アールティは、経産省が主催した報道関係者向け発表会に「Foodly」を展示してデモを公開、唐揚げを盛り付ける作業を公開した。
「Foodly」はイチビキ、ヒライ、藤本食品の3社で、実証実験ではなく実践導入に至っている。写真では人のラインに混ざって「Foodly」が働く姿は見られる。
■動画
「ロボフレ弁当」をヒライ実店舗で販売予定
株式会社ヒライ、藤本食品株式会社はヒライ熊本工場と藤本食品岐阜工場の盛り付けラインにFoodlyを2台ずつ試験導入した。弁当や惣菜パックの盛り付け作業をFoodlyが行い、盛り付け作業をしやすくするための容器、食材の調理方法、オペレーション、番重をはじめとする工場内の機材配置など、多岐にわたってテストを繰り返した。
製造現場の作業員がFoodlyの動きを間近に体験することで、ユーザー側が「ロボットと一緒に働く」目線を新たに獲得し、導線の見直しや、メニュー開発などの商品企画の面でもロボットフレンドリーを前提としたノウハウを得ることができた。例えばヒライでは熊本名物のおかず「ちくわサラダ」について、従来の形状からFoodlyが掴みやすいように変更し、それに伴って調理方法も一部変更した。そのようなロボットのための工夫を施した弁当を「ロボフレ弁当」と名づけ、来年度以降ヒライ実店舗での販売を予定している。
レトルト惣菜の製造にFoodlyを導入
イチビキ株式会社ではイチビキ第2工場で製造するレトルト惣菜「赤から具だくさんのつくねと白菜のスープ」の加工ラインにFoodly2台を試験導入した。Foodlyの惣菜加工工程への導入はイチビキが初の事例になる。つくね具材を掴み、缶投入機によって流れる筒状のカップに投入する作業を行った。

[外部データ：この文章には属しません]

PR #22576, opened 2021-11-13
GenerateRuntimeConfig now uses stream serialization instead of loading file in memory

Therzok:


src/Tasks/Microsoft.NET.Build.Tasks/GenerateRuntimeConfigurationFiles.cs
```diff
@@ -91,7 +91,7 @@ protected override void ExecuteCore()
 
             if (!string.IsNullOrEmpty(RollForward))
             {
-                if (!RollForwardValues.Any(v => string.Equals(RollForward, v, StringComparison.OrdinalIgnoreCase)))
+                if (!RollForwardValues.Contains(RollForward, StringComparer.OrdinalIgnoreCase))
```
marcpopMSFT, line 94: Why did you decide to change from any to contains here?

joeloff: They're both similar, but for large collections the underlying structure can impact performance I think. `Any` has to enumerate all the elements, but `Contains` can be faster, e.g. a list vs. hash set. I'm good with the switching to the `Contains ` here.

Therzok: I'm trying to remember this since PR is old. `RollForwardValues` is actually just an array `string[]`, so it's still resolving to a LINQ method. 

`Contains`/`Any` have no functional perf differences, so I think I just [wanted to avoid paying unconditionally for the lambda closure allocations](https://github.com/dotnet/roslyn/issues/20777). Obviously it won't be a huge benefit in the big picture, but it was easy to cleanup.

Therzok:
@joeloff @marcpopMSFT PTAL

marcpopMSFT:
Triggering a new PR build as one hasn't run in a long time and it'd be good to get more recent validation

Therzok:
Build looks green :D

marcpopMSFT (approved):

marcpopMSFT:
Thank you for your contribution.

Foodly導入にあたってはメニューや具材の選定から始め、番重のサイズの変更や、後工程の機械の動作速度の調整など様々なテストを重ねた。専用トングの開発や、従来より深さのある容器を認識できるようプログラムするなど、Foodlyのカスタマイズも都度実施した。2022年3月には実際に出荷する製品の加工ラインにも携わるようになり、約3000食を出荷した。今後は人手不足の解消、生産性の向上、安定した商品供給の実現などロボット導入によるさらなる効果が出せるよう取り組んでいく。
人型協働ロボット「Foodly」について
食品業界のニーズに応える形で2016年頃より技術開発を始め、2018年10月にプロトタイプを発表。その後FOOMA2019(国際食品工業展)で「ばら積みの食材をひとつひとつ認識してピッキングし、ベルトコンベアのラインで人の隣に並んで働くことができる世界初のロボット」として初出展した。2020年に「標準構成モデル」を発売し食品メーカーの工場で試験導入を始めたほか、2021年には海苔巻きロボットと連携してセル生産方式で海苔巻きを製造する「スズモコラボモデル」、2022年には組合せはかりと連携した自動計量供給システム「TSD-N3×Foodly」を発表するなど、活用の幅を広げるための研究開発も進めている。また、Foodlyは「令和2年度 革新的ロボット研究開発等基盤構築事業」にアールティが参画した際も研究開発に使用された。
各社との検討で得られた成果と課題
「令和3年度 革新的ロボット研究開発等基盤構築事業」はロボット・AI導入を促進する環境(ロボットフレンドリーな環境)の構築を実現するための研究開発事業として、経産省が推奨しているプロジェクト。食品製造分野では日本惣菜協会が中心となり、それぞれの課題についてチームアップした15社の参画企業と共に研究開発に取り組み、アールティは主に既存ロボットの試験導入によるロボットフレンドリーな環境、運用方法の検討を担当した。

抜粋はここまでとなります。